How do I discard the second x column?*
All my approaches failed (assuming here, that joinedDF is the joined DataFrame.
- Using joinedDFdrop( "x" ) discards both "x" columns.
- Using joinedDF("x") does not work as it is ambigious
- Also using rightDF.as( "aliasname") in order to differentiate the
column "x" (from left DataFrame) with "x" (from right DataFrame) did not
work out, as I found no way as use select( $"aliasname.x") really
programmatically.

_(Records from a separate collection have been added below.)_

PR #229, opened 2020-07-31
riscv/smp: Add missing include

sorear:
With this and seL4/seL4_tools#41, I can build riscv32 and riscv64 `-DSMP=ON -DPLATFORM=spike -DSIMULATION=ON` and run the subset of non-timer tests with `./simulate -M virt -b 'qemu-system-riscvNN -smp 4'`, although there are a few "Spurious interrupt" messages.

### DIFF
--- a/include/arch/riscv/arch/32/mode/machine.h
+++ b/include/arch/riscv/arch/32/mode/machine.h
@@ -8,3 +8,4 @@
 
 /* Place holder for 32-bit machine header */
 
+#include <arch/model/smp.h>
--- a/include/arch/riscv/arch/64/mode/machine.h
+++ b/include/arch/riscv/arch/64/mode/machine.h
@@ -8,3 +8,4 @@
 
 /* Place holder for 64-bit machine header */
 
+#include <arch/model/smp.h>


kent-mcleod:
@ssrg-bamboo `test`, Thanks!

ssrg-bamboo:

ssrg-bamboo:

xurtis:
@sorear can you rebase this PR against `master`?

sorear:
(I am somewhat confused by the workflow here.  Am I expected to be doing anything other than just rebasing?  Does it need to be rebased just to run the CI bot, or for other reasons?  Are we trying to do something like rust-lang's [homu](https://bors.tech/homu-io/)?)

xurtis:
The process is a little complicated at the moment. We have an internal bitbucket repository on which a much more extensive set of CI tests are run including tests on several hundred configurations on actual hardware. When we merge into `master` on the internal bitbucket all of those tests are run and, if they all pass, all changed repositories get pushed back out to GitHub.

If a new push comes out to github with commits matching those in open PRs, those PRs then get marked as merged. If we rebase internally the commits change and the GitHub doesn't pick up on the fact that the changes have been included in master.

It's a rough process at the moment but we are investigating ways of simplifying and de-duplicating where possible but doing so is a large amount of work that involves a lot of specialised components.

xurtis:
>  Are we trying to do something like rust-lang's homu

Yes, but the step that merges into master is manual and there are additional duplication steps.

sorear:
I see.  Will be nice if that can be automated, somehow. (It appears to work for Rust because they use merge commits.  The "Allow edits from maintainers" feature might help?)

xurtis:
Most of the complexity currently comes from the duplication of the repositories. If we could the fast-forward and merge on the github side I suspect that would be less of an issue.

lsf37:
> Most of the complexity currently comes from the duplication of the repositories. If we could the fast-forward and merge on the github side I suspect that would be less of an issue.

Yes, it's quite annoying for our workflow that github doesn't have a ff-only merge option. Rebase and ff-only merge could probably be supported a bit better with a github app if somebody is keen to write one. When I looked last, I saw one somewhere that used to do that, but it's now unmaintained.

sorear:
What's a "ff-only merge option"?

Would this conversation make sense anywhere other than the comments of an unrelated issue?

lsf37:
> What's a "ff-only merge option"?

fast-forward merge only, i.e. a merge that doesn't need a merge commit, so that you get a linear history supporting a rebase workflow. Github does have a rebase-on-merge button, but that one destroys the commit hashes so it's hard to sync between systems. 
 
> Would this conversation make sense anywhere other than the comments of an unrelated issue?

Yes, it's getting a bit off topic. We're aware of the issue and working on it, so we probably don't really need to open another issue for it here, unless you think there is need for discussion. Longer term, I think we'll want to move the whole development to just github without the need to cycle between two systems. There's just a lot of infrastructure to move with it, so we have this somewhat annoying incremental in-between thing for now.

xurtis:
@branden-data61 this is ready to be enqueued and merged on our end

xurtis:
@sorear you'll need to remove that merge commit that I added when @branden-data61 gets you to rebase again.

xurtis:
@ssrg-bamboo 'test'

xurtis:
@ssrg-bamboo `test`

ssrg-bamboo:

Could someone sketch the code?
Any help welcome, thanks
Martin
========================================
import org.apache.spark.sql.types.{StructField, StructType}
import org.apache.spark.{SparkContext, SparkConf}
import org.apache.spark.sql.{DataFrame, SQLContext}
object OtherEntities {
case class Record( x:Int, a: String)
case class Mapping( x: Int, y: Int )
val records = Seq( Record(1, "hello"), Record(2, "bob"))
val mappings = Seq( Mapping(2, 5) )
}
object MinimalShowcase {
/**
* Customized left outer join on common column.
*/
def leftOuterJoinWithRemovalOfEqualColumn(leftDF: DataFrame,
rightDF: DataFrame, commonColumnName: String): DataFrame = {
val leftColumns = leftDF.columns.map((cn: String) => leftDF(cn))
val rightColumns = rightDF.columns.filterNot(cn =>
cn.equals(commonColumnName)).map(cn => rightDF(cn))
leftDF.join(rightDF, leftDF(commonColumnName) ===
rightDF(commonColumnName), "leftouter")
.select(leftColumns ++ rightColumns: _*)
}
/**
* Set, if a column is nullable.
* @param df source DataFrame
* @param cn is the column name to change
* @param nullable is the flag to set, such that the column is
either nullable or not
*/
def setNullableStateOfColumn( df: DataFrame, cn: String, nullable:
Boolean) : DataFrame = {
val schema = df.schema
val newSchema = StructType(schema.map {
case StructField( c, t, _, m) if c.equals(cn) => StructField( c,
t, nullable = nullable, m)
case y: StructField => y
})
df.sqlContext.createDataFrame( df.rdd, newSchema)
}
def main (args: Array[String]) {
val conf = new SparkConf()
.setAppName("Minimal")
.setMaster("local[*]")
val sc = new SparkContext(conf)
val sqlContext = new SQLContext(sc)
// used to implicitly convert an RDD to a DataFrame.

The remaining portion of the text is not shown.